Con eso en mente, se acercó un poco más, asegurándose de mantener una distancia segura de él. Luego se aclaró la garganta y comenzó a leer.
Sus ojos estaban fijos en el documento, pero podía sentir su mirada abrasadora recorriendo todo su cuerpo.
Le daba escalofríos.
No obstante, se enderezó e intentó concentrarse en lo que estaba leyendo.
De repente, el hombre se inclinó bruscamente hacia ella, y la joven se agachó por instinto.
Sonriendo con aire de suficiencia, él se acercó aún más. "Qué collar tan bonito tienes. Combina bien con tu piel radiante".
Mientras hablaba, extendió la mano con la intención de tocarle el cuello.
A Stella le costó mucho contenerse para no apartarle la mano de un manotazo. En cambio, se echó más hacia atrás y lo fulminó con la mirada mientras su asco se hacía más fuerte.

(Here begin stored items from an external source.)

PR #166, opened 2020-04-21
Run build/test workflow only on pull_request

JonathonReinhart:
Ideally we would run only on `push`, but that doesn't cover when someone creates/updates a PR on a fork, so we added the `pull_request` trigger in cf00c12f. That works well for forks.

However, that means when *I* push to a branch on my project with an associated PR, the tests all run twice.

Pushing to a branch without a PR, and expecting a build to run, seems unlikely enough that we can use `pull_request` exclusively for now.

### DIFF
--- a/.github/workflows/build-test.yml
+++ b/.github/workflows/build-test.yml
@@ -1,9 +1,7 @@
 name: Build and Test
 
-# Run this workflow whenever someone pushes to any branch,
-# or when a PR is created or pushed to.
+# Run this workflow whenever a PR is created or pushed to.
 on:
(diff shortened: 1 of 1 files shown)


JonathonReinhart:
WTF, I just created a PR for this branch, but the workflow did not run.

JonathonReinhart:
Okay maybe `[synchronize]` only runs when you *update* a PR? Ugh, why is this so difficult??

JonathonReinhart:
I need to close this and create a new PR for testing...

"Si le gusta este collar, le ayudaré a pedir uno y enviárselo a su empresa después de la reunión. ¿Podemos volver ahora al asunto?".
La mano del hombre se quedó congelada en el aire y se burló: "Creía que Grupo de Prosperidad quería trabajar conmigo, pero resulta que me equivoqué. Soy un hombre muy ocupado, así que no debería perder mi precioso tiempo hablando con gente insincera".
Alzó las cejas y la miró con un toque de amenaza.
De repente, la puerta se abrió.
"¡La cooperación se cancela!". Con una expresión impasible, Mateo entró. Se paró frente a Stella y encaró a Enrique.